Directions - Count how many lines in the material below hold the word "envs"; the reply is that number alone.
--- Given data Enclosed Below ---
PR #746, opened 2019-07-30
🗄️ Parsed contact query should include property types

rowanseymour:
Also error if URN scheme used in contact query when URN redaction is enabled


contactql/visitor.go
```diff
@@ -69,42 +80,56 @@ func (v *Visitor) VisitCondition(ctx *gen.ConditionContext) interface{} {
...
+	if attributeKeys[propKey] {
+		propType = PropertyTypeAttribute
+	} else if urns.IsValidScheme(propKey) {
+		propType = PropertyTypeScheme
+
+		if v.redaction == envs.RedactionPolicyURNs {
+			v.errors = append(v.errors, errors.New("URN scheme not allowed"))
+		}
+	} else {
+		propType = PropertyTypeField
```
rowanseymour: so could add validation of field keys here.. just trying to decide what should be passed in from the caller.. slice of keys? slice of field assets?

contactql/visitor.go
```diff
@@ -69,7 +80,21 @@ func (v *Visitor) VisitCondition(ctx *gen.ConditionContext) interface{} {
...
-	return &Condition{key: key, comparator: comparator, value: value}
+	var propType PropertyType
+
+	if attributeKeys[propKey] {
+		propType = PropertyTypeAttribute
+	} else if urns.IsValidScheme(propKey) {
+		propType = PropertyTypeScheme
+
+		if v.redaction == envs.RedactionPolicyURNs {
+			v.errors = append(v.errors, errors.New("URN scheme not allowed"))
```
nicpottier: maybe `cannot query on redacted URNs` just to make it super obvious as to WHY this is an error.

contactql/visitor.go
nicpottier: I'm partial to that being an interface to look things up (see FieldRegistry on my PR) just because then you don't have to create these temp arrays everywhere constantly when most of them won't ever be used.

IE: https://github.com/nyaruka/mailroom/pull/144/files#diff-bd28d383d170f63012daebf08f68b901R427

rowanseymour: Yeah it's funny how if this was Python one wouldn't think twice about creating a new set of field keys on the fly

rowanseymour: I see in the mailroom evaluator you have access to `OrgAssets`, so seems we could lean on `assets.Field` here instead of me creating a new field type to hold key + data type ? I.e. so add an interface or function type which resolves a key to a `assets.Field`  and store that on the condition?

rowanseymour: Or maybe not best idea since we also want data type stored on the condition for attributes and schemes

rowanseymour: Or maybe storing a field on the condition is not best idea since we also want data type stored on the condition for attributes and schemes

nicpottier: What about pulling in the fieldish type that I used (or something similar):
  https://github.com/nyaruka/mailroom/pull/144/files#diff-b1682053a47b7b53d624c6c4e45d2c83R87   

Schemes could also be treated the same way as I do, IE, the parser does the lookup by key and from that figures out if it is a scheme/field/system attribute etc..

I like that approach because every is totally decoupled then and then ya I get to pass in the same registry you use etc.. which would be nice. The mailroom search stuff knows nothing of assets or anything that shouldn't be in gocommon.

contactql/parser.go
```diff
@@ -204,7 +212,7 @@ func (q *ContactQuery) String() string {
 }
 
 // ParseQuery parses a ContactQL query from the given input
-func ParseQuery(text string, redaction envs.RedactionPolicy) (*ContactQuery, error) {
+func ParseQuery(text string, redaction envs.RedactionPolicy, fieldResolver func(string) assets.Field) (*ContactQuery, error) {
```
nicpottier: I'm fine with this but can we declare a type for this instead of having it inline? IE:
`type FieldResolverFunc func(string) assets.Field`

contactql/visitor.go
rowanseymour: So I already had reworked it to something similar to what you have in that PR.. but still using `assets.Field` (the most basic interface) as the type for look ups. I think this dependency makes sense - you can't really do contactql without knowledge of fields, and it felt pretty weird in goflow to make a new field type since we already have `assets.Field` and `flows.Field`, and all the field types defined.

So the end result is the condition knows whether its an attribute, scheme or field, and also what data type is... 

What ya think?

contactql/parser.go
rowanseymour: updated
--- End of Enclosed Given data ---
Task answer - 4